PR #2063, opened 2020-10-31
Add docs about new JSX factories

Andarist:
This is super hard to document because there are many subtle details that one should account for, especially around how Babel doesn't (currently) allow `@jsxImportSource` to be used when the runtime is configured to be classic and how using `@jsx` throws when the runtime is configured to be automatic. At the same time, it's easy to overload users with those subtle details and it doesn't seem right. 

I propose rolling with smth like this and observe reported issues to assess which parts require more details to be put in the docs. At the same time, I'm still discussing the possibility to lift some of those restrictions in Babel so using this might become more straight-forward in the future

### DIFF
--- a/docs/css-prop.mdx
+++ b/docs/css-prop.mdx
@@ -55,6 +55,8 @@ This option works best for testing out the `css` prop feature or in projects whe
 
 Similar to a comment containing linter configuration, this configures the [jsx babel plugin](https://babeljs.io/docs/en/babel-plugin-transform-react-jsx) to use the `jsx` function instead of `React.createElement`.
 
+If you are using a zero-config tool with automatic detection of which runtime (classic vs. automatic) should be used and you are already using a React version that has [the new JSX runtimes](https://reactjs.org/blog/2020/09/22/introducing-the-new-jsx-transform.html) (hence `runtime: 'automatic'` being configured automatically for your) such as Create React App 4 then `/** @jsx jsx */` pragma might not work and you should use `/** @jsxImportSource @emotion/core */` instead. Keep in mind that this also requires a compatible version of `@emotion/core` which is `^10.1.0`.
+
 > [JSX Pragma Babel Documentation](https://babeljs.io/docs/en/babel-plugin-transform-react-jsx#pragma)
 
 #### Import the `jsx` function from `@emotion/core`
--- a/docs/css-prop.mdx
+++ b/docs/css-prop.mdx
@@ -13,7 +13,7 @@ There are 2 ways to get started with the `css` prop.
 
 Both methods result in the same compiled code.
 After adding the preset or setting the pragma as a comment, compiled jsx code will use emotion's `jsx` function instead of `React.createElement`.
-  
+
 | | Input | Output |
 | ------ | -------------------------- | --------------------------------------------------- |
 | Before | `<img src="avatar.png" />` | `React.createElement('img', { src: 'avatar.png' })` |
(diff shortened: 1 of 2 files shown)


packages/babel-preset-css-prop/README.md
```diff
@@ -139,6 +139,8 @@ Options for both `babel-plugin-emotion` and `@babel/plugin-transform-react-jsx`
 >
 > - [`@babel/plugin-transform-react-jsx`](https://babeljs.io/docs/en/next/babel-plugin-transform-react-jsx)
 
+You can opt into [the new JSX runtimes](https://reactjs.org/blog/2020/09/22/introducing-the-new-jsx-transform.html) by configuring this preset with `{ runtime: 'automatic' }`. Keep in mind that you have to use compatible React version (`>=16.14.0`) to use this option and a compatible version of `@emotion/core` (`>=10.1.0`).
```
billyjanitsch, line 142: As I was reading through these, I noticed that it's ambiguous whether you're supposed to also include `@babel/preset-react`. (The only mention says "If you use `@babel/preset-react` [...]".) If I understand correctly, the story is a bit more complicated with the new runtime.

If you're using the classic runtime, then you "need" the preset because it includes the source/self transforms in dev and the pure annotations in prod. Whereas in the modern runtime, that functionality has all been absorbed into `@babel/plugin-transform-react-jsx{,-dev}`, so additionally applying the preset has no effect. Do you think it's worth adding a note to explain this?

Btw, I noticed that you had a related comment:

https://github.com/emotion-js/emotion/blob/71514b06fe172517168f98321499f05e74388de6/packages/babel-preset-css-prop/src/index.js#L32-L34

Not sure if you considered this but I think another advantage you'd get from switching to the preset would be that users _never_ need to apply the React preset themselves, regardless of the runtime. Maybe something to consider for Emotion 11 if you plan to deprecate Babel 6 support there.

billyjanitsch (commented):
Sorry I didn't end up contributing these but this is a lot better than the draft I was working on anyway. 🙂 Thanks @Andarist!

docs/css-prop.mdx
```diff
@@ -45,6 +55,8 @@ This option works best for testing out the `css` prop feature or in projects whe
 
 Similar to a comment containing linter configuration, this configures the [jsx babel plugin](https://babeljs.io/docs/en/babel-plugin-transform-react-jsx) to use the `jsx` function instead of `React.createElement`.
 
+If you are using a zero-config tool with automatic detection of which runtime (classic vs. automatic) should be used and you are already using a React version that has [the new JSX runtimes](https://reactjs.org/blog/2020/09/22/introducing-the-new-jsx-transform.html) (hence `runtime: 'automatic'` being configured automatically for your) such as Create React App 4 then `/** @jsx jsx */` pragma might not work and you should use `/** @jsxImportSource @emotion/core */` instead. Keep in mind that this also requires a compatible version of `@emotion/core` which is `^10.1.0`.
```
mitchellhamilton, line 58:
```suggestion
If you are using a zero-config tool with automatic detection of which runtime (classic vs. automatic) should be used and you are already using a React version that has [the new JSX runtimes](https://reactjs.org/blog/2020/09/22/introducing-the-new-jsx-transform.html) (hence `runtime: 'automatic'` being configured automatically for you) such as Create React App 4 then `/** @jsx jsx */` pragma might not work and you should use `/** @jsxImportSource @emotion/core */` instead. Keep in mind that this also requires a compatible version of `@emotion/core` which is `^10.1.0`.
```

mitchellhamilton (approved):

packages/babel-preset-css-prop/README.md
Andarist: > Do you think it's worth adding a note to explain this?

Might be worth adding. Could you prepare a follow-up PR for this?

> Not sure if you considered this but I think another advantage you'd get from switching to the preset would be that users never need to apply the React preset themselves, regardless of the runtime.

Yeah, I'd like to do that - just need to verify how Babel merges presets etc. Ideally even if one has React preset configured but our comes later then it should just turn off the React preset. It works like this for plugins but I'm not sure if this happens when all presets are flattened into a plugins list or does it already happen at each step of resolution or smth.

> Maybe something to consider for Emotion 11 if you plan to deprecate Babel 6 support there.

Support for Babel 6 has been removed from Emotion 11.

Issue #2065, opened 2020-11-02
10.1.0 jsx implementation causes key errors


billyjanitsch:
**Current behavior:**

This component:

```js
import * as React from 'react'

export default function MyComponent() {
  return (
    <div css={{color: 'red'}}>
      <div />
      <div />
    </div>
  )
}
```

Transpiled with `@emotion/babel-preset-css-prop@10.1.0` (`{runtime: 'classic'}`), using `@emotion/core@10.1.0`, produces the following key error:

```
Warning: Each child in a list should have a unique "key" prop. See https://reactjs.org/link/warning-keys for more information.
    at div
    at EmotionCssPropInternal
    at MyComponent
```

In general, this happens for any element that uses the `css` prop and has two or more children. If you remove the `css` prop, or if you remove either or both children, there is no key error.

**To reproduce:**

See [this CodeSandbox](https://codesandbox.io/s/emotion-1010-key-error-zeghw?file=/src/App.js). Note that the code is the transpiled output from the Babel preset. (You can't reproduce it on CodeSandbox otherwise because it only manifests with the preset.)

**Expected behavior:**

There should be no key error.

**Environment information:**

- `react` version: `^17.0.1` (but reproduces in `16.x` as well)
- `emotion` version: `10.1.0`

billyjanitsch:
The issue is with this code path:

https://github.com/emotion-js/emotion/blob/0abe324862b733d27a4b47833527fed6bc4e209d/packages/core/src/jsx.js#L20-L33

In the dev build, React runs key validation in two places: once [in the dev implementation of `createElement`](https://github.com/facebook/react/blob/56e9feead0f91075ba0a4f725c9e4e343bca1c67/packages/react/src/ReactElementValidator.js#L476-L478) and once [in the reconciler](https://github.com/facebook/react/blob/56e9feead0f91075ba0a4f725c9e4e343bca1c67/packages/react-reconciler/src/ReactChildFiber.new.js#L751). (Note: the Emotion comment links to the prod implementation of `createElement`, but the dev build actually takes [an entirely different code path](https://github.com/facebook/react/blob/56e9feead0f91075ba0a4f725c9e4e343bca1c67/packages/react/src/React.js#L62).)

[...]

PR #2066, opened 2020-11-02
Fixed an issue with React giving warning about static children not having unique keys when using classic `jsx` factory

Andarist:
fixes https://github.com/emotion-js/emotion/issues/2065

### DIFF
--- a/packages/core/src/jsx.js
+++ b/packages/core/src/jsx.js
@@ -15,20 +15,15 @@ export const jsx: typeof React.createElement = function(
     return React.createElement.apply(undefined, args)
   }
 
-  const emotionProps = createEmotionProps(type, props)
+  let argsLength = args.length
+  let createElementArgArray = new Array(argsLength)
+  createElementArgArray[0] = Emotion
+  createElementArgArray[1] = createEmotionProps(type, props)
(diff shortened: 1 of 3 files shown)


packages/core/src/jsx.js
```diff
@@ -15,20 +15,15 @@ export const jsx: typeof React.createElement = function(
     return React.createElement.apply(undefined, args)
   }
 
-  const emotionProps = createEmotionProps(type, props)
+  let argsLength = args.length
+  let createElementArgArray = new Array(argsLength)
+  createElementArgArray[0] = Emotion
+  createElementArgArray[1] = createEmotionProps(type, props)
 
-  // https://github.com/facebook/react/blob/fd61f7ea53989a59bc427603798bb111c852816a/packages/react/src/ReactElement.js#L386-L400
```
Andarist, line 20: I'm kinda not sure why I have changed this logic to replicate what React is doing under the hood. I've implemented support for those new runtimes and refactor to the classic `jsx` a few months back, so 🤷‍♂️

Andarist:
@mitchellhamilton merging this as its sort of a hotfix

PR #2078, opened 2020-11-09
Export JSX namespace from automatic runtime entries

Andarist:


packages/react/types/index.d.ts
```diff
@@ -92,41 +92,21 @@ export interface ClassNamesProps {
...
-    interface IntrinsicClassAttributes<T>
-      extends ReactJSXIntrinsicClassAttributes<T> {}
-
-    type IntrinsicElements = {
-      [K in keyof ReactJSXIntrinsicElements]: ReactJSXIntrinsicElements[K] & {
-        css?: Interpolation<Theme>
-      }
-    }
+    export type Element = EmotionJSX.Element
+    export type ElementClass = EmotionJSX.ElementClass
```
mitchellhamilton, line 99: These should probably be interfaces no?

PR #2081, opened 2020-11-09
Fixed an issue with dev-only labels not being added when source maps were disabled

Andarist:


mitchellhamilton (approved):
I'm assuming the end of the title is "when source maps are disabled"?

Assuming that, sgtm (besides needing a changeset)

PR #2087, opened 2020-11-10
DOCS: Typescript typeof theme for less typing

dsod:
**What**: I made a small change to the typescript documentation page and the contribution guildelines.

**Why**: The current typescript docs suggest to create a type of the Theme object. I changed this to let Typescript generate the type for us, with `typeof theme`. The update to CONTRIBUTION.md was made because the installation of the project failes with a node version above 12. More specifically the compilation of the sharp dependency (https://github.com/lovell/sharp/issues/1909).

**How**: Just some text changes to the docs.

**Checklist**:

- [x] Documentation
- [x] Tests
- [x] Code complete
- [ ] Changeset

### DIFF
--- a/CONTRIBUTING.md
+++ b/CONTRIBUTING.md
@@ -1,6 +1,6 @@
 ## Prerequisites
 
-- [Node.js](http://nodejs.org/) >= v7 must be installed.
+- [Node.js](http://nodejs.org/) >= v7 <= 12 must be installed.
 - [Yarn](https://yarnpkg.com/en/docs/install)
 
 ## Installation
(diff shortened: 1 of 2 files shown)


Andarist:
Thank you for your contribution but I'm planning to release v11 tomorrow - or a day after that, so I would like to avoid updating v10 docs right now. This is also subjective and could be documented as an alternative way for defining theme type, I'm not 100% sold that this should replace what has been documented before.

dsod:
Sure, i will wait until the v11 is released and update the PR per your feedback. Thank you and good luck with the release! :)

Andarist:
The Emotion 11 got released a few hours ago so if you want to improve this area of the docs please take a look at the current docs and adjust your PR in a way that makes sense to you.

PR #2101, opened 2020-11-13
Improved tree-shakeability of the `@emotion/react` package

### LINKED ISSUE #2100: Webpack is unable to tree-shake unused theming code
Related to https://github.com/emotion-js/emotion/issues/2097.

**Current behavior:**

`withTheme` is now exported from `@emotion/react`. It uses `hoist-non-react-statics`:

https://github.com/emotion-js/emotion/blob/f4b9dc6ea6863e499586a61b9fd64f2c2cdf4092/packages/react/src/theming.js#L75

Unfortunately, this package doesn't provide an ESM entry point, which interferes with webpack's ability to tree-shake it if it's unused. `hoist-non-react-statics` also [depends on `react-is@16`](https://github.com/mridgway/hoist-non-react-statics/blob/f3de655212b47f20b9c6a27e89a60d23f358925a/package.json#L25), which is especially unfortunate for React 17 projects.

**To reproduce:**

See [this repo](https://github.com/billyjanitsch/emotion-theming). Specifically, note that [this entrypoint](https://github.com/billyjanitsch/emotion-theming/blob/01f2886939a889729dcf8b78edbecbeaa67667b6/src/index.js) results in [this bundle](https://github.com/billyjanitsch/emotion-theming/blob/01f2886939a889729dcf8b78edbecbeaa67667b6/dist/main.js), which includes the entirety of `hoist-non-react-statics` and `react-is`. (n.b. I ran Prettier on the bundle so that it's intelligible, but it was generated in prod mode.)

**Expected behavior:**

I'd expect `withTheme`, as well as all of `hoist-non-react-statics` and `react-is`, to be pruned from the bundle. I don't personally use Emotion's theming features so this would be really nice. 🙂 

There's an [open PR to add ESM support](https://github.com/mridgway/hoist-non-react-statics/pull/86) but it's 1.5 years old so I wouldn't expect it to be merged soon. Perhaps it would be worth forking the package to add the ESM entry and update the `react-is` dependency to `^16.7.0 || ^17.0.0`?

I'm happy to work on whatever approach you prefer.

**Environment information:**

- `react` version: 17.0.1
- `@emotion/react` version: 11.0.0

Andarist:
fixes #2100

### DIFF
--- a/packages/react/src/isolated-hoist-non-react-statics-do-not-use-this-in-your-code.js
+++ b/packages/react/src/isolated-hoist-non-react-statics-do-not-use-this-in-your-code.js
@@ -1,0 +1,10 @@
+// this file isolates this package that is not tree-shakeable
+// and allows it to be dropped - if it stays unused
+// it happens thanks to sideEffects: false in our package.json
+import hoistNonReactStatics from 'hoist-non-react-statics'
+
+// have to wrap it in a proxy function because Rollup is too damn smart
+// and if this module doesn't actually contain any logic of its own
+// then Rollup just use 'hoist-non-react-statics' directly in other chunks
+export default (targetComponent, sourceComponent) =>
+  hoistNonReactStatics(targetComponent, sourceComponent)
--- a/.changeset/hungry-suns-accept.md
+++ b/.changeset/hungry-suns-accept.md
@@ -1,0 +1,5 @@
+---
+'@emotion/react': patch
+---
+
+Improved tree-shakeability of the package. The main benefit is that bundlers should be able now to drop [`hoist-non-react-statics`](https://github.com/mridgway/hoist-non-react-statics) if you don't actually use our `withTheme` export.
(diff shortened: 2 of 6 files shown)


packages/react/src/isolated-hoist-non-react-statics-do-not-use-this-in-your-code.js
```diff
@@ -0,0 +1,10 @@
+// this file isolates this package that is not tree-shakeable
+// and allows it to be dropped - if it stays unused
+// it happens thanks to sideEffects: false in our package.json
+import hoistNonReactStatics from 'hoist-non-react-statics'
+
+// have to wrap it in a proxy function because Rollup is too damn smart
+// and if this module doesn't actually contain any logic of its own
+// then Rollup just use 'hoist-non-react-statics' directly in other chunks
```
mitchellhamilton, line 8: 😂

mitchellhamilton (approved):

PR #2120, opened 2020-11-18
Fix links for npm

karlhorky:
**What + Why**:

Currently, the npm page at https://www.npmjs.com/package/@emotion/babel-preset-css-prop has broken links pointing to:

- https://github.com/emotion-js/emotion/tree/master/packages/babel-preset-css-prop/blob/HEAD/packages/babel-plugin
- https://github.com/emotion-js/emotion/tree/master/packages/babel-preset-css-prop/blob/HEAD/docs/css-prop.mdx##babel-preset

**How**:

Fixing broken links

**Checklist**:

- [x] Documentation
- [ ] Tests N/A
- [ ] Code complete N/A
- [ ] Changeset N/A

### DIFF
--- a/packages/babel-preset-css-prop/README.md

┄┄┄┄┄┄┄┄┄┄

- **Exercise brief**
Locate the string "Improved" in the listing above and copy every line where it occurs.

- **Reply**
Improved tree-shakeability of the `@emotion/react` package
+Improved tree-shakeability of the package. The main benefit is that bundlers should be able now to drop [`hoist-non-react-statics`](https://github.com/mridgway/hoist-non-react-statics) if you don't actually use our `withTheme` export.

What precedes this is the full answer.